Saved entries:
........
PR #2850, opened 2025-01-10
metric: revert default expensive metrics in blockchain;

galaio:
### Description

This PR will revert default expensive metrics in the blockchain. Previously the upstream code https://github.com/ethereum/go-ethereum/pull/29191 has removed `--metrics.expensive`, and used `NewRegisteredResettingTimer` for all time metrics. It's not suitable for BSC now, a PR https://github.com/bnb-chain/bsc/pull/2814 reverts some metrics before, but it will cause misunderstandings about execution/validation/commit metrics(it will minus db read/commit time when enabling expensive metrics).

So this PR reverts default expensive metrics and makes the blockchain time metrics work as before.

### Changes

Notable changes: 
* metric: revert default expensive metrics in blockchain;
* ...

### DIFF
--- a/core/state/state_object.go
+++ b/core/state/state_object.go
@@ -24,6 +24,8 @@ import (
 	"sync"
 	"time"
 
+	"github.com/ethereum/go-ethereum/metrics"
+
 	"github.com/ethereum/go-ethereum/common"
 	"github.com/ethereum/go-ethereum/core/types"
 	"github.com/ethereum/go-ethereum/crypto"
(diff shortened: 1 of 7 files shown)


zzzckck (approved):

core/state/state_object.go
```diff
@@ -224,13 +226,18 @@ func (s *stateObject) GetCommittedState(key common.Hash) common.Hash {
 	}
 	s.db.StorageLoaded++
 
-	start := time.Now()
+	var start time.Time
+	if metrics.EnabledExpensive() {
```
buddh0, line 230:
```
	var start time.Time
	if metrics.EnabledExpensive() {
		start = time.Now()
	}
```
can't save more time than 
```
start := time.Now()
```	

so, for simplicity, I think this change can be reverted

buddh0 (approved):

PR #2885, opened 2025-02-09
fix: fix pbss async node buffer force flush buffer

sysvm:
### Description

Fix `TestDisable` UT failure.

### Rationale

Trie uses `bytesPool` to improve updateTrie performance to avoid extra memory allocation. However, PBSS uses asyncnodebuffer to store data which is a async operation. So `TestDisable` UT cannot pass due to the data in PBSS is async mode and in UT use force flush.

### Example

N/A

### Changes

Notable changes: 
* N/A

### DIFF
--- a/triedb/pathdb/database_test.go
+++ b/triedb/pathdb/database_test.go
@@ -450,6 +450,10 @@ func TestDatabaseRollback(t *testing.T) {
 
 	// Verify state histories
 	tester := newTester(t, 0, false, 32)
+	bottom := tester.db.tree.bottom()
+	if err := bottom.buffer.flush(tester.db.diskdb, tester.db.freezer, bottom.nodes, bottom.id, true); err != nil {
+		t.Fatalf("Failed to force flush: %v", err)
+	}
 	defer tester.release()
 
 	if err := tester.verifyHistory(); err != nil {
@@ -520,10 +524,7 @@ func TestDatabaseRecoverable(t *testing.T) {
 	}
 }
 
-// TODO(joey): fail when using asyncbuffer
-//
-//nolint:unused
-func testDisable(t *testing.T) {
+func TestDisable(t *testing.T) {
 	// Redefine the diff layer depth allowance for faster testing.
........
WHAT TO DO =>
Show a copy of each line from the data that includes the word "func".

EXPECTED ANSWER =>
@@ -224,13 +226,18 @@ func (s *stateObject) GetCommittedState(key common.Hash) common.Hash {
@@ -450,6 +450,10 @@ func TestDatabaseRollback(t *testing.T) {
@@ -520,10 +524,7 @@ func TestDatabaseRecoverable(t *testing.T) {
-func testDisable(t *testing.T) {
+func TestDisable(t *testing.T) {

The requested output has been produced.